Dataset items

*** Begin section ***

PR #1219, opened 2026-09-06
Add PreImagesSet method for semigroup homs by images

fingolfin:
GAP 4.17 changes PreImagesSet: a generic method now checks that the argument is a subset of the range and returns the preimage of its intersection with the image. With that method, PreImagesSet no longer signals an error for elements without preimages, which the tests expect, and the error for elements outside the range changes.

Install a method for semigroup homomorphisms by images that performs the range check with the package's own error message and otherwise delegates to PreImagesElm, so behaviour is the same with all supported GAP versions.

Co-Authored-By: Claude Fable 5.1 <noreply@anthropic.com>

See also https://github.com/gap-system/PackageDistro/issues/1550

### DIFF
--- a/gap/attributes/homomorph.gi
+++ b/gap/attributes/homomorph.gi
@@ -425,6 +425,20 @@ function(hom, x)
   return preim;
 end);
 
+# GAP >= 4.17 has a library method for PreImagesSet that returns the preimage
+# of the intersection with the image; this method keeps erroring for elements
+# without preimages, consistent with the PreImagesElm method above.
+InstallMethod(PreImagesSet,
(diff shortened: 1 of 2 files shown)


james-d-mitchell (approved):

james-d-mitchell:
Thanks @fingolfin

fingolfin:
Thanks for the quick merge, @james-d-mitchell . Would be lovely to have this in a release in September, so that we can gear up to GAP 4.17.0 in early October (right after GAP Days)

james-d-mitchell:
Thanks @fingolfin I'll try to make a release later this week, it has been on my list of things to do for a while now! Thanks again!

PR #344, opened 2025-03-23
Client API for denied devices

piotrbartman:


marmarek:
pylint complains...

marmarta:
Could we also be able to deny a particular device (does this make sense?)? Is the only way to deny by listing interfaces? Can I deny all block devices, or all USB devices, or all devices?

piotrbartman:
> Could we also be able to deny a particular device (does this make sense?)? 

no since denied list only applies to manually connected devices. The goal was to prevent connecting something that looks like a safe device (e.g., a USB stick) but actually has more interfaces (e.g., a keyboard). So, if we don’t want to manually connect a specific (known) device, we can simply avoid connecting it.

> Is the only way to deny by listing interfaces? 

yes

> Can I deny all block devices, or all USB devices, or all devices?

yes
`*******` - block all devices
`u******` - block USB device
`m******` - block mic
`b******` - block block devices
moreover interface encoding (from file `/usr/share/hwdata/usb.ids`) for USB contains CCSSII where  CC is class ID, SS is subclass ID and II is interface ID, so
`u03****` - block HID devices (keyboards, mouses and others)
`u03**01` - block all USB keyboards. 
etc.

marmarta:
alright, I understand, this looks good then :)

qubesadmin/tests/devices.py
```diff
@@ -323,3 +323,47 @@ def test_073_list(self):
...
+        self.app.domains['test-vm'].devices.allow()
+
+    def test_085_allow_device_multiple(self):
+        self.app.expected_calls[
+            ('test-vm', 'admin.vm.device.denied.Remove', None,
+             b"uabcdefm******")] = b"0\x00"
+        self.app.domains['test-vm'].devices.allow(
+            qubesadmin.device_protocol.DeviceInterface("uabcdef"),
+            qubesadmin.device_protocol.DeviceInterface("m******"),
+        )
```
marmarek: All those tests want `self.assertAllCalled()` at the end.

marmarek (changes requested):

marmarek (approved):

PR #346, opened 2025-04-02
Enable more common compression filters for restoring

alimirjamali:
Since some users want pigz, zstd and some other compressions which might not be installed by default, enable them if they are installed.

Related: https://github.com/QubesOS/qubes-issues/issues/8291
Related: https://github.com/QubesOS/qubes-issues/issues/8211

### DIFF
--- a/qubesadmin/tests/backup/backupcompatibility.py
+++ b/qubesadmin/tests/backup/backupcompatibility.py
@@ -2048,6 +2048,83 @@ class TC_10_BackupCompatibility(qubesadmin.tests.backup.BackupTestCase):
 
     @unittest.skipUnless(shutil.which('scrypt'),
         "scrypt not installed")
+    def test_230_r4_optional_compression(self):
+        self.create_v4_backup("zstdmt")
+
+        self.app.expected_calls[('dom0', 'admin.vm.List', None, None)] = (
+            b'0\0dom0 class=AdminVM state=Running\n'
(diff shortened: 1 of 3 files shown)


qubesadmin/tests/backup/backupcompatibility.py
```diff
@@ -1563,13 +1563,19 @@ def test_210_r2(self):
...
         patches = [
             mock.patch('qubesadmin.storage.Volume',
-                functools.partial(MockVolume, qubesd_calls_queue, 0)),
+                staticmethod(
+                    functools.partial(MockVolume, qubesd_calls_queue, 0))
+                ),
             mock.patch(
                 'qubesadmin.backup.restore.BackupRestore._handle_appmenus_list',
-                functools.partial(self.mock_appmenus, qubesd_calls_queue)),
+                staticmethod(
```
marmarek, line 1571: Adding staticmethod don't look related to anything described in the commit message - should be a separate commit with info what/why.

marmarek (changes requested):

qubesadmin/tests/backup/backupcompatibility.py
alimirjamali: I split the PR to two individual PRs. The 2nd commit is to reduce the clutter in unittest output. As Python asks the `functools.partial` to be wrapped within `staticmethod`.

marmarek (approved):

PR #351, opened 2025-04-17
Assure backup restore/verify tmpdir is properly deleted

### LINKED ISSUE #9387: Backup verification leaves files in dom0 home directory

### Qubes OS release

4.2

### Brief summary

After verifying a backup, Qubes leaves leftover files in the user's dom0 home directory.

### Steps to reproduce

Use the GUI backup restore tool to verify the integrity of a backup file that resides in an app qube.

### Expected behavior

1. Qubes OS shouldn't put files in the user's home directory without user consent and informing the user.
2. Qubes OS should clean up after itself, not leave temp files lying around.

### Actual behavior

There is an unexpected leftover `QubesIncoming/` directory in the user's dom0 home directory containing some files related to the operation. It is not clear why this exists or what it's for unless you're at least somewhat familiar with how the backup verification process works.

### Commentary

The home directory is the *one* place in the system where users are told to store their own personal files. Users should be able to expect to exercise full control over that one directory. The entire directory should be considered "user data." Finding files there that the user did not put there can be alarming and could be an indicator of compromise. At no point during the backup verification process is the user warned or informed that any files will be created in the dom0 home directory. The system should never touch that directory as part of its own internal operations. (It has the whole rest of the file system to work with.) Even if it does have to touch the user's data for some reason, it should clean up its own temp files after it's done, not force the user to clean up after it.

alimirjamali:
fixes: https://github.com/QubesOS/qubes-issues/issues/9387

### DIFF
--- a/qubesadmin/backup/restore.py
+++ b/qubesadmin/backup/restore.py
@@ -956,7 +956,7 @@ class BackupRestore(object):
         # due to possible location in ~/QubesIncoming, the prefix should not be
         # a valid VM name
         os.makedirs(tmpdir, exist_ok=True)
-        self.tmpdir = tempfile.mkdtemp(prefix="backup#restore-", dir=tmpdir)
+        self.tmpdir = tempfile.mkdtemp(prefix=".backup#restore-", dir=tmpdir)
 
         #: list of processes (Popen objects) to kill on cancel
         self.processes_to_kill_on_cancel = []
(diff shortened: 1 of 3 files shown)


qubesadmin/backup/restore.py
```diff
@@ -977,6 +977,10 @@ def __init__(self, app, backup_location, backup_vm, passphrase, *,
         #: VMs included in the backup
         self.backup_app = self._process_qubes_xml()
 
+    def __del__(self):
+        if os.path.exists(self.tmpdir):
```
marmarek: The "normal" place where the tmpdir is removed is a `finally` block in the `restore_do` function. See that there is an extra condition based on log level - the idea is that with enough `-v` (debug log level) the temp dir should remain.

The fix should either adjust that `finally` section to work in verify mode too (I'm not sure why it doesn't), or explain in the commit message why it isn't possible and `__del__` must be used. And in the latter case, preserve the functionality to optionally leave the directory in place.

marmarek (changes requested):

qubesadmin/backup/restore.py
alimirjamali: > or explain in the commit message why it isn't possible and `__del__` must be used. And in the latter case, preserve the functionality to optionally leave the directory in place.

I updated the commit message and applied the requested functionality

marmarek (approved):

*** End section ***
*** Begin section ***

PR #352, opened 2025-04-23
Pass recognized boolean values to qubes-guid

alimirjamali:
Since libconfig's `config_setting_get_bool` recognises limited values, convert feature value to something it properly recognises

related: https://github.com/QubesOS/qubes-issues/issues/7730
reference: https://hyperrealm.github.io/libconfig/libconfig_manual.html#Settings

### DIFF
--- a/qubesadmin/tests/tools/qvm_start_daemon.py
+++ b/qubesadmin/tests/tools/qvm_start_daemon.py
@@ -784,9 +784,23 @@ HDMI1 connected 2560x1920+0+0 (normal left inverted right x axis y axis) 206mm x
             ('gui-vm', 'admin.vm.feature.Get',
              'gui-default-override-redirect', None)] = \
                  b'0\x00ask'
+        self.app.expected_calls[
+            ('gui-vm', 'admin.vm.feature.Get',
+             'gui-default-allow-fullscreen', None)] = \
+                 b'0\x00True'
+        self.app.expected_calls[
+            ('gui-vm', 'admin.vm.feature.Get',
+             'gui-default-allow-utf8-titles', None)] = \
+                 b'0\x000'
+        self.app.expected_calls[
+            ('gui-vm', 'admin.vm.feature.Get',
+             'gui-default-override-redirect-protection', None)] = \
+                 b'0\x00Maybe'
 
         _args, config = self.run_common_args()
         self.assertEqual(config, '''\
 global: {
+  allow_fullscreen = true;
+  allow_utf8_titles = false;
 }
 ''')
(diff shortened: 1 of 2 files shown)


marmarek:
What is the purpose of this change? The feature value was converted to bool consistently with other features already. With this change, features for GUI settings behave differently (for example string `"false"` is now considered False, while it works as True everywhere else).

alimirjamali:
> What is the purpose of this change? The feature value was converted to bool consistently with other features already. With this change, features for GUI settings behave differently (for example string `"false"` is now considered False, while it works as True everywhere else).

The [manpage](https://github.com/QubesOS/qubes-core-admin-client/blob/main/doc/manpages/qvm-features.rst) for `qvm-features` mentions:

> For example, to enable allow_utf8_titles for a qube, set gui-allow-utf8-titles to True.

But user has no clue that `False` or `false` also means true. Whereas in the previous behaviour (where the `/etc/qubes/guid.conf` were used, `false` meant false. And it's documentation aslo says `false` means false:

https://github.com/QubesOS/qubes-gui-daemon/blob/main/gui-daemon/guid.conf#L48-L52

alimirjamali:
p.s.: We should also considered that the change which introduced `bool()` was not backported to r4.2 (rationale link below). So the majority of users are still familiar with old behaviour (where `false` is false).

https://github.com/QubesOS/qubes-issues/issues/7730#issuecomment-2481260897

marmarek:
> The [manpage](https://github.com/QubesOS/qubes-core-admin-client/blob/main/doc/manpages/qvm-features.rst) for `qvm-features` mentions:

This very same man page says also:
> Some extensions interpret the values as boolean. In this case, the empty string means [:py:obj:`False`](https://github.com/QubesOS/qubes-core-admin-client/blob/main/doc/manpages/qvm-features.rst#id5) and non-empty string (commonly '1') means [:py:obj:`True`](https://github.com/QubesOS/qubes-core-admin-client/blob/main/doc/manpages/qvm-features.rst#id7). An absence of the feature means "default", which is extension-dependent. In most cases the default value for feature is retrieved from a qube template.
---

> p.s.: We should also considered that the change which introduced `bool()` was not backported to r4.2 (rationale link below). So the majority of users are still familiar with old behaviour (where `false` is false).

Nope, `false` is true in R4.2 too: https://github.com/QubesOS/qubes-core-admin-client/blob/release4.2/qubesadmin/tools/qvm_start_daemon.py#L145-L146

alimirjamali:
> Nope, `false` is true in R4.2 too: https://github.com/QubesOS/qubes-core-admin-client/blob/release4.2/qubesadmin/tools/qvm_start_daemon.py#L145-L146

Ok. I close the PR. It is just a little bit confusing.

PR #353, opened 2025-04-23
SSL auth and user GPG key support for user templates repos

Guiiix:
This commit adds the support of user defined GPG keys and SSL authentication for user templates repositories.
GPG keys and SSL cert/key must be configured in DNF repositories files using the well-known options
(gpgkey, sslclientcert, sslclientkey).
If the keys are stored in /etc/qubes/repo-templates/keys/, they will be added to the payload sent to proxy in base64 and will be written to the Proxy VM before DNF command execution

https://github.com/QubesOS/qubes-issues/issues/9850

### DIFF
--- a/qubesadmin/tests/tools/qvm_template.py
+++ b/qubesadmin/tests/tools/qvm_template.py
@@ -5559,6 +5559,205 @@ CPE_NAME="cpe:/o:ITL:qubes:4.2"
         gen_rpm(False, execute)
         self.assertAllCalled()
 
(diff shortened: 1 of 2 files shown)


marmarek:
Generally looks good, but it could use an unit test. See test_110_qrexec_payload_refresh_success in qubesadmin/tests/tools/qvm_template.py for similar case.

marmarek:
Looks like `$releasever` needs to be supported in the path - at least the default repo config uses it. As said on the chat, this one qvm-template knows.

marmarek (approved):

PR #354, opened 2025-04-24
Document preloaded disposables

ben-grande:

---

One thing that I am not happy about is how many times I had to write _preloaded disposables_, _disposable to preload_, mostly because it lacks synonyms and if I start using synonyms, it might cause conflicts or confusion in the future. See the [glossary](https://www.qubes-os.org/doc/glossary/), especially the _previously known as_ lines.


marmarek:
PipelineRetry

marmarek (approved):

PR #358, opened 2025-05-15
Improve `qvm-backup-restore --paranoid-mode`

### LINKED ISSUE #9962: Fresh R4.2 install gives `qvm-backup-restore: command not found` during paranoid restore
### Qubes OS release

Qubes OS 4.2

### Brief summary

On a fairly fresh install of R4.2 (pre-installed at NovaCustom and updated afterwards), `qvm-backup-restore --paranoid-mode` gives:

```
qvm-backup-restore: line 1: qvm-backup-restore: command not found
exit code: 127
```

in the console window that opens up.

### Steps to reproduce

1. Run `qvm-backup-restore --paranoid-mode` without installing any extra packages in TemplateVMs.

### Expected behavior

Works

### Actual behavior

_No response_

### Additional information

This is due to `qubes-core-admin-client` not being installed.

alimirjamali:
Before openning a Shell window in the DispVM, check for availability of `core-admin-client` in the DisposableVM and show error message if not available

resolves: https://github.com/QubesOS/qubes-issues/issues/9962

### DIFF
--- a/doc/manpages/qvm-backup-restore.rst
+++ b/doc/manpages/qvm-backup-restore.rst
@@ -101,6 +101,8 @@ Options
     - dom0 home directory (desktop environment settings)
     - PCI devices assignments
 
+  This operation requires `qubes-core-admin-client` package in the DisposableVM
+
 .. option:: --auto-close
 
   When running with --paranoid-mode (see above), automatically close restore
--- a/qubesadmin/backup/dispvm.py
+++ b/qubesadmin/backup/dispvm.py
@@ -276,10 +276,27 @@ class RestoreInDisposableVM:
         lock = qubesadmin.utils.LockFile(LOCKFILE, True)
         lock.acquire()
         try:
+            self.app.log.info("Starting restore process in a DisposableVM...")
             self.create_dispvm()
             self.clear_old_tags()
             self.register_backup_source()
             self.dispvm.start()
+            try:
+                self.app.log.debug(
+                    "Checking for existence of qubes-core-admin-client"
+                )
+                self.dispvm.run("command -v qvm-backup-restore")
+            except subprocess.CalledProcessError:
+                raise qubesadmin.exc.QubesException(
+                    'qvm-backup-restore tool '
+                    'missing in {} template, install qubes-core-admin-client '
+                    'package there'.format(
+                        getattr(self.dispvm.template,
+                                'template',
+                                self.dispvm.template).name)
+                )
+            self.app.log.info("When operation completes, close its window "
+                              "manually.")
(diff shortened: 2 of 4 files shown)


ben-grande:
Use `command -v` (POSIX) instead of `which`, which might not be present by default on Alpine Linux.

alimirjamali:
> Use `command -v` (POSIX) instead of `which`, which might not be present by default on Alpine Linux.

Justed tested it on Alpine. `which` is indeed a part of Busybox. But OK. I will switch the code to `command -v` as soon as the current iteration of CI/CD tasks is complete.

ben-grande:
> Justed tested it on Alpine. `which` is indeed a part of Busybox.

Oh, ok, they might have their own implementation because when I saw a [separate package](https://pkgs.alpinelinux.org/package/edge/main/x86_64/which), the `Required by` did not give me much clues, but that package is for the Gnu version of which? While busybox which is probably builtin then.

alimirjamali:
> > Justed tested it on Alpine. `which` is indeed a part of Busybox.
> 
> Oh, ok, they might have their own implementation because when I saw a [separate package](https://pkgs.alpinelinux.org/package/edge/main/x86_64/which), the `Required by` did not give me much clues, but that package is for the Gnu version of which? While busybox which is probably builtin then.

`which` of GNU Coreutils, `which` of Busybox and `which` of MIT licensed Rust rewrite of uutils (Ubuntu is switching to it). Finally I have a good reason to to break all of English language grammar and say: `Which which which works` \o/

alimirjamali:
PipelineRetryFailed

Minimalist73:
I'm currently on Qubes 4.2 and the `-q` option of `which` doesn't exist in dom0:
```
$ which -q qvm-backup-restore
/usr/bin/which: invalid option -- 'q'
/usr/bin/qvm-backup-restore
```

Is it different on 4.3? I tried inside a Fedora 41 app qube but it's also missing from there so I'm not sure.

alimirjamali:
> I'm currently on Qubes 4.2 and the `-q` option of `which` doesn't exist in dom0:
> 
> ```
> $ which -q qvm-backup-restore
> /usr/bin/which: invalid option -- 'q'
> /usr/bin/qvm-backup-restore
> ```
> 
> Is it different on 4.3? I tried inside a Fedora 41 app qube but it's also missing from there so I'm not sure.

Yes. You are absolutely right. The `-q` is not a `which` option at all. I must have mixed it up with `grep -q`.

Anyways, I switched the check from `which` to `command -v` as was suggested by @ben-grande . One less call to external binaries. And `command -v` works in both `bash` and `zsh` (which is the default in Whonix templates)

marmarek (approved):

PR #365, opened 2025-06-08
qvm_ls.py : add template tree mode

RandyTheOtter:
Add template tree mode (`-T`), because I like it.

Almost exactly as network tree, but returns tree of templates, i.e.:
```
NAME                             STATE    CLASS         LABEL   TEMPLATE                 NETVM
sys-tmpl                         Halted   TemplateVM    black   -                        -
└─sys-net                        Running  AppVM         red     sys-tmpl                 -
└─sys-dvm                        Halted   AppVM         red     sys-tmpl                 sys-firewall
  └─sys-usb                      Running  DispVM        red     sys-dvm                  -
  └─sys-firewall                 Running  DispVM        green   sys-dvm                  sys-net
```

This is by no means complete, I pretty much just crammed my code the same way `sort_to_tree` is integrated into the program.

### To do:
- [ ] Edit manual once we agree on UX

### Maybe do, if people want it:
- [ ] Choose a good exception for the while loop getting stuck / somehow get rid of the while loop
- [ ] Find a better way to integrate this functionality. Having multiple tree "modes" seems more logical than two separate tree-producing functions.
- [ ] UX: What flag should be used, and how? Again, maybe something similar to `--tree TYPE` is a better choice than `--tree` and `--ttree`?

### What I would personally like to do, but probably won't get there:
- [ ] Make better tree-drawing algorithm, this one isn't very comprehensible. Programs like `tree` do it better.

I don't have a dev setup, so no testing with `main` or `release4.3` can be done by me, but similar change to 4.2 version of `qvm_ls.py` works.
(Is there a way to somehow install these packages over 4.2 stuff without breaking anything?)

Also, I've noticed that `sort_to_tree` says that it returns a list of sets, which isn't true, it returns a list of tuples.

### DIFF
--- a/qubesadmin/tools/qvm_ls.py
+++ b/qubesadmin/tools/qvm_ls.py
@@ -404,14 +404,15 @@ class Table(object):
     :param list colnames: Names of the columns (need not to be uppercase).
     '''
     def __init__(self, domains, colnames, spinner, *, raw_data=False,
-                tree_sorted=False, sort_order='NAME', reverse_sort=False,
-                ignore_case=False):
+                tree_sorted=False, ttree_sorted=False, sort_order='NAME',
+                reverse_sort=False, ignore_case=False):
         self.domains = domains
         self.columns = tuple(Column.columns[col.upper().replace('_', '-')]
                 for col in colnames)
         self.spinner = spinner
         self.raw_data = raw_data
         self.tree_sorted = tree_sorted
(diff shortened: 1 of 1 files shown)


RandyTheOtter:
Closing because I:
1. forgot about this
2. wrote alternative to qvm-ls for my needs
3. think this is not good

*** End section ***

Problem: For the word "elements", find every line in the data that holds it and copy that line.

Solution:
GAP 4.17 changes PreImagesSet: a generic method now checks that the argument is a subset of the range and returns the preimage of its intersection with the image. With that method, PreImagesSet no longer signals an error for elements without preimages, which the tests expect, and the error for elements outside the range changes.
+# of the intersection with the image; this method keeps erroring for elements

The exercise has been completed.